## TASK REQUIREMENTS:
Output the data in full and exactly as presented.

___ WORKING DATA ___

PR #2878, opened 2025-03-31
build: Update build requirements

abellotti:


lockfiles/requirements-build.txt
```diff
@@ -1,5 +1,5 @@
 #
-# This file is autogenerated by pip-compile with Python 3.13
+# This file is autogenerated by pip-compile with Python 3.12
```
infinitewarp, line 2: Looks like you need to update your Python. 😉

.github/workflows/test.yml
```diff
@@ -25,6 +25,12 @@ jobs:
         with:
           python-version: ${{ matrix.python-version }}
 
+      - name: Install MacOS dependencies
+        if: matrix.os == 'macos-latest'
```
bruno-fs, line 29: I think this needs to be...

```suggestion
        if: ${{ matrix.os }} == 'macos-latest'
```

bruno-fs (approved):

PR #2879, opened 2025-03-31
refactor: move network connect task runner logic to inspect task runner

infinitewarp:
This includes cleaning up, deleting, rewriting, or moving many existing unit tests.


quipucords/scanner/network/inspect.py
```diff
@@ -65,7 +69,33 @@ def execute_task(self):
...
+
+        This is redundant because we could just scan immediately and handle
+        its failure as needed, but this exists due to legacy design decision
+        that requires an existing list of connection results to be referenced
+        later during the inspection. This could (should) be flattened into a
+        single operation.
+
+        TODO Remove this function when we remove connect scan tasks.
+        """
+        result_store = ConnectResultStore(self.connect_scan_task)
```
bruno-fs, line 91: I hate with so much prejudice `ConnectResultStore`

so convoluted and intertwined with django models. ugh. and this is the reason I still did not write a smoke test for network scans yet - patching this would be a nightmare.

However, I understand it is not the time to refactor this, so I just wanted to point out my hatred.

quipucords/tests/scanner/network/test_utils.py
```diff
@@ -1,11 +1,102 @@
...
+        ]["ansible_ssh_private_key_file"]
+        assert Path(ssh_keyfile).exists()
+    # check context manager cleanup
+    assert not Path(ssh_keyfile).exists()
+
+
+@pytest.mark.django_db
+def test_construct_inventory_from_source_and_credential_models(faker):
+    """Test construct_inventory using data from full Source and Credential objects."""
+    # TODO Simplify this test. Does this really need to use full model objects?
```
bruno-fs, line 45: I think we could get rid of the database requirement here by using the factories to create the objects but not saving it to db (`SomeFactory.build(*args, **kwargs)`)

It won't solve the design issue here (mainly because we don't even need the models, just a dict representations of it)

bruno-fs (approved):

quipucords/scanner/network/inspect.py
infinitewarp: I completely 💯💯💯% agree. `:sadnod:`

quipucords/tests/scanner/network/conftest.py
```diff
@@ -0,0 +1,49 @@
...
+    """Return a Credential with an ssh_key."""
+    return Credential.objects.create(
+        name="network-credential-name",
+        username="network-credential-username",
+        become_method=faker.random_element(Credential.BECOME_METHOD_CHOICES)[0],
+        become_password=faker.password(),
+        become_user=faker.slug(),
+        cred_type=DataSources.NETWORK,
+        password=faker.password(),
+        ssh_key=openssh_key,
```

___

## EXERCISE SOLUTION:
PR #2878, opened 2025-03-31
build: Update build requirements

abellotti:


lockfiles/requirements-build.txt
```diff
@@ -1,5 +1,5 @@
 #
-# This file is autogenerated by pip-compile with Python 3.13
+# This file is autogenerated by pip-compile with Python 3.12
```
infinitewarp, line 2: Looks like you need to update your Python. 😉

.github/workflows/test.yml
```diff
@@ -25,6 +25,12 @@ jobs:
         with:
           python-version: ${{ matrix.python-version }}
 
+      - name: Install MacOS dependencies
+        if: matrix.os == 'macos-latest'
```
bruno-fs, line 29: I think this needs to be...

```suggestion
        if: ${{ matrix.os }} == 'macos-latest'
```

bruno-fs (approved):

PR #2879, opened 2025-03-31
refactor: move network connect task runner logic to inspect task runner

infinitewarp:
This includes cleaning up, deleting, rewriting, or moving many existing unit tests.


quipucords/scanner/network/inspect.py
```diff
@@ -65,7 +69,33 @@ def execute_task(self):
...
+
+        This is redundant because we could just scan immediately and handle
+        its failure as needed, but this exists due to legacy design decision
+        that requires an existing list of connection results to be referenced
+        later during the inspection. This could (should) be flattened into a
+        single operation.
+
+        TODO Remove this function when we remove connect scan tasks.
+        """
+        result_store = ConnectResultStore(self.connect_scan_task)
```
bruno-fs, line 91: I hate with so much prejudice `ConnectResultStore`

so convoluted and intertwined with django models. ugh. and this is the reason I still did not write a smoke test for network scans yet - patching this would be a nightmare.

However, I understand it is not the time to refactor this, so I just wanted to point out my hatred.

quipucords/tests/scanner/network/test_utils.py
```diff
@@ -1,11 +1,102 @@
...
+        ]["ansible_ssh_private_key_file"]
+        assert Path(ssh_keyfile).exists()
+    # check context manager cleanup
+    assert not Path(ssh_keyfile).exists()
+
+
+@pytest.mark.django_db
+def test_construct_inventory_from_source_and_credential_models(faker):
+    """Test construct_inventory using data from full Source and Credential objects."""
+    # TODO Simplify this test. Does this really need to use full model objects?
```
bruno-fs, line 45: I think we could get rid of the database requirement here by using the factories to create the objects but not saving it to db (`SomeFactory.build(*args, **kwargs)`)

It won't solve the design issue here (mainly because we don't even need the models, just a dict representations of it)

bruno-fs (approved):

quipucords/scanner/network/inspect.py
infinitewarp: I completely 💯💯💯% agree. `:sadnod:`

quipucords/tests/scanner/network/conftest.py
```diff
@@ -0,0 +1,49 @@
...
+    """Return a Credential with an ssh_key."""
+    return Credential.objects.create(
+        name="network-credential-name",
+        username="network-credential-username",
+        become_method=faker.random_element(Credential.BECOME_METHOD_CHOICES)[0],
+        become_password=faker.password(),
+        become_user=faker.slug(),
+        cred_type=DataSources.NETWORK,
+        password=faker.password(),
+        ssh_key=openssh_key,
```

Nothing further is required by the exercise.